Lux does not know what to make of this earnest reaction; she laughs nervously. At his confused look, she simply cups his cheek and draws his face towards hers.

Ezreal kisses her like she is air and he is drowning. Not in desperation, but enthusiasm. He kisses her with his whole body pressing gently against hers, more and more until he is propped up over her. Her legs are cramped to fit on the couch. To straddle her, one of his legs is off the couch, foot on the floor. He has to hold himself up with an arm over her head, gripping the arm-rest.

It feels strange to be in the shadow of someone shorter than her, but she doesn't have time to think about this for long. Ezreal's lips are chapped and chewed, pressed against hers rough, but in a satisfying, encompassing sort of way. She feels her own breath warm against his face, always so close that it heats her up, too.

Lux has always liked things that are overwhelming. She likes the feeling of being lost to her magic, the few times she gets to really push her limits - like she could burst like a bomb and take out the continent. She likes to feel lost in the world, away from home, like she might never find her way back, like she could escape every responsibility on her shoulders.

Lux also likes to feel like she is drowning in the petricite walls of Demacia. When she is oppressively stifled, that shortness of breath is like proof. It's the evidence that proves she is doing her best for her kingdom. When the life is drained out of her veins, she is normal, she is who they want her to be, and this means that she is loyal, that she is good.

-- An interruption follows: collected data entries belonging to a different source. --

PR #780, opened 2022-02-09
#777 os todo use next item tests

joshxg:
More on #777 

- I wanted to PR this to visualise the problem a little better.
- Technically, we have a code gen msw handler: `invoiceQueryMock`. However, if I use that, the amount of random fields I need to add is outrageous! So.. I went with this more hacky solution.
- Not 100% sure what the best thing to do is here but I do have some thoughts on what a great end goal could be..

1. Easily be able to attach a handler to a msw server running in test files, without having to think about or handle the restarting of the server etc.
2. Easily be able to generate simple mock objects, not having to specify every field
3. Easily be able to modify values of fields on those mock objects for a single test

I think if we had a way to have those 3 goals covered, it would be super nice and easy to write unit tests for any async work.

Right now, it's tedious and annoying which results in essentially.. not writing them 🤷 

Some extra nice to haves:

1. Allow for whatever data that is generated to be used in some sort of end to end testing suite? For example, maybe using https://github.com/sorry-cypress/sorry-cypress to run tests to insert the data 🤷  I don't really know how this works.
2. The backend team also have mock data. We could work together to create a suite of json files to share the work load? Unsure if this is more troublesome than helpful!


packages/invoices/src/OutboundShipment/DetailView/modals/hooks/useNextItem.tsx
```diff
@@ -9,15 +9,17 @@ export const useNextItem = (
...
+  const nextIdx = currentIdx + 1;
+  const nextItem = items[nextIdx % numberOfItems];
 
-  if (currentIdx === -1 || currentIdx === numberOfItems - 1 || !nextItem) {
+  if (currentIdx === -1 || !nextItem) {
     return { next, disabled };
   }
 
-  return { next: toItem(nextItem), disabled: false };
+  return { next: toItem(nextItem), disabled: nextIdx === numberOfItems - 1 };
```
joshxg, line 24: found a bug 👍

mark-prins: me too! Currently you can only go to the second-to-last item. I suggest:
```suggestion
  return { next: toItem(nextItem), disabled: currentIdx === numberOfItems - 1 };
```

packages/invoices/src/OutboundShipment/DetailView/modals/hooks/useNextItem.test.tsx
```diff
@@ -0,0 +1,182 @@
...
+
+    return result.waitForNextUpdate().then(() => {
+      expect(result.result.current.next).toEqual(
+        expect.objectContaining({ id: invoice.lines.nodes[1]?.id })
+      );
+      expect(result.result.current.disabled).toEqual(false);
+    });
+  });
+
+  it('eventually equals an object where if the next item is the last, disabled is true', async () => {
```
mark-prins, line 140: I think it should be `disabled` if this is the last item. not sure why it should be disabled if the next item is the last one?

mark-prins (approved):
👍  The msw work is very neat! that looks super useful.
I may be confused about intended functionality.. I expected that the `useNext` hook returns disabled if we are on the final item. As it is, I can't `Next` to the last item line, it stops on the previous one 🤷

packages/invoices/src/OutboundShipment/DetailView/modals/hooks/useNextItem.test.tsx
joshxg: uhh.. wow! What a foooool! Fixed ! 😁

Issue #785, opened 2022-02-10
Outbound: Unable to add lines


mark-prins:
When trying to add lines to an invoice - can't. No items are returned.
Looking at the items query, this is sent with a filter of 

```
{
  "key": "name",
  "filter": {
    "code": {
      "equalTo": ""
    }
  },
  "first": 20,
  "offset": 0
}
```

which may explain why

joshxg:
Heh thanks - just was about to offroad this in my current task 😁

mark-prins:
oh! thanks - can probs just delete this issue then 😁

PR #786, opened 2022-02-10
Add correct filtering condition

joshxg:
#785 

The filter was incorrect and was showing only items that were already in the invoice, rather than the reverse.


mark-prins (approved):
🎉  yup! thanks - that's just what I had

PR #790, opened 2022-02-10
Add enabling status changes for outbound shipments

### LINKED ISSUE #777: Outbound TODOs

joshxg:
Fixes #777 

- This enables using the mock server to change statuses
- Also disables on the correct status
- Off road fix for the status text on the popover

### DIFF
--- a/packages/common/src/ui/components/steppers/VerticalStepper/VerticalStepper.tsx
+++ b/packages/common/src/ui/components/steppers/VerticalStepper/VerticalStepper.tsx
@@ -136,10 +136,10 @@ export const VerticalStepper: FC<StepperProps> = ({ activeStep, steps }) => (
                 justifyContent="space-between"
               >
                 <Typography
+                  color="text.primary"
                   variant="body2"
                   lineHeight={0}
                   fontSize="12px"
-                  fontWeight="bold"
                 >
                   {step.label}
                 </Typography>
--- a/packages/invoices/src/OutboundShipment/DetailView/Footer.tsx
+++ b/packages/invoices/src/OutboundShipment/DetailView/Footer.tsx
@@ -116,8 +116,8 @@ export const Footer: FC = () => {
                   variant="contained"
                   color="secondary"
                   onClick={async () => {
-                    success('Saved invoice! 🥳 ')();
                     await update({ status: getNextOutboundStatus(status) });
+                    success('Saved invoice! 🥳 ')();
                   }}
                 />
               )}
--- a/packages/invoices/src/OutboundShipment/api/hooks.ts
+++ b/packages/invoices/src/OutboundShipment/api/hooks.ts
@@ -53,6 +53,7 @@ export const useOutboundFields = <KeyOfInvoice extends keyof Invoice>(
 export const useIsOutboundDisabled = (): boolean => {
   const { status } = useOutboundFields('status');
   return (
+    status === InvoiceNodeStatus.Shipped ||
     status === InvoiceNodeStatus.Verified ||
     status === InvoiceNodeStatus.Delivered
   );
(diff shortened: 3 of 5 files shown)


packages/common/src/ui/components/steppers/VerticalStepper/VerticalStepper.tsx
```diff
@@ -136,10 +136,10 @@ export const VerticalStepper: FC<StepperProps> = ({ activeStep, steps }) => (
                 justifyContent="space-between"
               >
                 <Typography
+                  color="text.primary"
```
joshxg, line 139: was white 🤔

packages/invoices/src/OutboundShipment/DetailView/Footer.tsx
```diff
@@ -116,8 +116,8 @@ export const Footer: FC = () => {
                   variant="contained"
                   color="secondary"
                   onClick={async () => {
-                    success('Saved invoice! 🥳 ')();
                     await update({ status: getNextOutboundStatus(status) });
+                    success('Saved invoice! 🥳 ')();
```
joshxg, line 120: showing after it's saved. Not sure what to *actually* display?

packages/invoices/src/OutboundShipment/api/hooks.ts
```diff
@@ -53,6 +53,7 @@ export const useOutboundFields = <KeyOfInvoice extends keyof Invoice>(
 export const useIsOutboundDisabled = (): boolean => {
   const { status } = useOutboundFields('status');
   return (
+    status === InvoiceNodeStatus.Shipped ||
```
joshxg, line 56: should be disabled for shipped also?

packages/mock-server/src/api/mutations/invoice.ts
```diff
@@ -49,7 +49,16 @@ export const InvoiceMutation = {
...
+          InvoiceNodeType.OutboundShipment,
+          {
+            status: InvoiceNodeStatus.New,
+            allocatedDatetime: null,
+            pickedDatetime: null,
+            shippedDatetime: null,
+            deliveredDatetime: null,
+            verifiedDatetime: null,
+            comment: null,
+          }
```
joshxg, line 61: This is for creating an outbound. It is utilising the same `createInvoice` as the random data generator, so nulling out all the fields from random values.

joshxg (commented):
I wanted to change the footer based on the shipment being an adhoc invoice or not, but I don't think the field has made it into the api yet

packages/invoices/src/OutboundShipment/api/hooks.ts
mark-prins: yeah, I would think so.
Also - the inbound version is `useIsInboundEditable` and one of them should change to be consistent

packages/invoices/src/OutboundShipment/DetailView/Footer.tsx
joshxg: Haha, yes. I suppose my question was more in regard to if there should even be a notification. I originally added it just for a visual indicator while developing. Though, if there is a confirmation modal before status changes (requested by craig) .. then maybe there is a better solution (i.e. should the confirmation modal just stay open and show a loading indicator..?)

packages/invoices/src/OutboundShipment/api/hooks.ts
joshxg: Yeah you're right

packages/invoices/src/OutboundShipment/DetailView/Footer.tsx
mark-prins: oh, right. if there's a confirmation modal then that could stay open and spin, like you say. then close if the save is ok, or show an error if not? That ties in with the other issue of showing a blocking modal to prevent changes while updating status

PR #796, opened 2022-02-11
#788 localisation file format

### LINKED ISSUE #788: Change localisation file format
I would like to support plurals in the localisation, specifically for units in the outbound shipment edit modal.
This means changing from the flat json structure to the JSON v4 format

mark-prins:
Fixes #788 

I wanted to use the standard format 
```
{
    "key": {
        "message": "blah",
        "description": "blah"
    }
...
}
```

but, now that I look - it isn't supported by i18next, so have just added an example of a plural and battered the `LocaleKey` to allow typing of the locale keys to work


mark-prins:
oh. actually - this needs another PR merged to main - when that is done I'll change the base of this PR

joshxg (approved):
Nice! 

I agree the format you have in your comment seems easier to understand, but this works well and is easy!

Issue #789, opened 2022-02-10
Outbound: Extract FEFO logic


mark-prins:
Would like to lift out the FEFO allocation logic and wrap it up in some nice tests

PR #797, opened 2022-02-11
check expiry

### LINKED ISSUE #652: Don't FEFO allocate to expired batches?
Something in a meeting the other day about mSupply auto allocating to expired batches and that being a no-no.  At the moment we allocate FEFO, but we're not completely disregarding expired batches. Maybe we should be?

mark-prins:
Fixes #652 

I checked - I'd assumed that the API wouldn't provided expired batches.. but it does. So I've prevented FEFO allocation for those. Probably good to merge this before doing #789 - or just pulling the changes in, there aren't many.


packages/invoices/src/OutboundShipment/DetailView/modals/hooks/useDraftOutboundLines.tsx
```diff
@@ -52,7 +52,7 @@ const createDraftOutboundLine = ({
   invoiceId,
   stockLineId: stockLine.id,
   location: invoiceLine?.location,
-  expiryDate: invoiceLine?.expiryDate,
+  expiryDate: invoiceLine?.expiryDate || stockLine?.expiryDate,
```
mark-prins, line 55: `expiryDate` was only being shown for invoice lines.. which wasn't very helpful 😉

joshxg (approved):
Yes! thanks.. I'd forgotten 🙄

PR #809, opened 2022-02-11
#686 allocate quantities tests

### LINKED ISSUE #686: Invoice statuses
The current statuses  mechanism isn't really making sense.

This is where I would usually put a suggestion as to what to do here. However, the statuses in general don't make sense to me.. so for now this is a placeholder 😁

joshxg:
Fixes #686 

- Resisted the urge to refactor. The allocateQuantities function in general seems a little confusing and some breaking up into smaller functions would likely be beneficial for my reading of the code. Have left it for now though. It's working well and with tests in place it will hopefully be easy to change when needed - if you think that time is now, I'm happy to spend a bit of time on it.
- Added config changes for something i've been meaning to figure out for awhile. This makes the source maps correct when debugging / using breakpoints for jest tests. This means that you can put a break point in vscode and use the `testing` side bar tab to quickly run and breakpoint on code. Wasn't sure if I should commit my launch.json - I thought not as it's specific to vscode.
- Added tests which cover at least most of the behaviours of the function

### DIFF
--- a/.swcrc
+++ b/.swcrc
@@ -8,6 +8,7 @@
       "decorators": true
     }
   },
+  "sourceMaps": "inline",
   "module": {
     "type": "commonjs"
   }
--- a/packages/invoices/src/OutboundShipment/DetailView/modals/OutboundLineEdit.tsx
+++ b/packages/invoices/src/OutboundShipment/DetailView/modals/OutboundLineEdit.tsx
@@ -62,11 +62,13 @@ export const OutboundLineEdit: React.FC<ItemDetailsModalProps> = ({
     return true;
   };
 
-  const onAllocate = allocateQuantities(
-    status,
-    draftOutboundLines,
-    setDraftOutboundLines
-  );
+  const onAllocate = (newVal: number, packSize: number | null) => {
+    const newAllocateQuantities = allocateQuantities(
+      status,
+      draftOutboundLines
+    )(newVal, packSize);
+    setDraftOutboundLines(newAllocateQuantities ?? draftOutboundLines);
+  };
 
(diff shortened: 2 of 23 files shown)


packages/invoices/src/OutboundShipment/DetailView/modals/OutboundLineEdit.tsx
```diff
@@ -62,11 +62,13 @@ export const OutboundLineEdit: React.FC<ItemDetailsModalProps> = ({
...
-    draftOutboundLines,
-    setDraftOutboundLines
-  );
+  const onAllocate = (newVal: number, packSize: number | null) => {
+    const newAllocateQuantities = allocateQuantities(
+      status,
+      draftOutboundLines
+    )(newVal, packSize);
+    setDraftOutboundLines(newAllocateQuantities ?? draftOutboundLines);
+  };
```
joshxg, line 71: I made the `allocateQuantities` fn just return a new array rather than pass in the setState fn to make testing easier

joshxg:
Hm wrong branch name 🤔

.swcrc
```diff
@@ -8,6 +8,7 @@
       "decorators": true
     }
   },
+  "sourceMaps": "inline",
```
mark-prins, line 11: ah. thanks! was going to look into that too..

mark-prins (approved):
🎉  woo! that's great, thanks!

mark-prins:
I think you're right with the refactor - good to do, and it would be great to have your hand in it. best not to do it right now, and wait till more of the v1 work is done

Lux likes to push herself until she breaks and use that shattering as validation, because on some level it means that she is working _harder_ than other people.

Granted, not a lot of this is clear to her in her own numbly dizzied mind, when Ezreal's free hand comes to hold her neck, his thumb lightly tracing over her throat, invoking an intent he doesn't have.

He is careful not to press down in a stark contrast to his way of kissing her further and further against the sofa's thin futon. She feels the wooden frame press into her back; she does not like this as much as she likes his fingers against her throat.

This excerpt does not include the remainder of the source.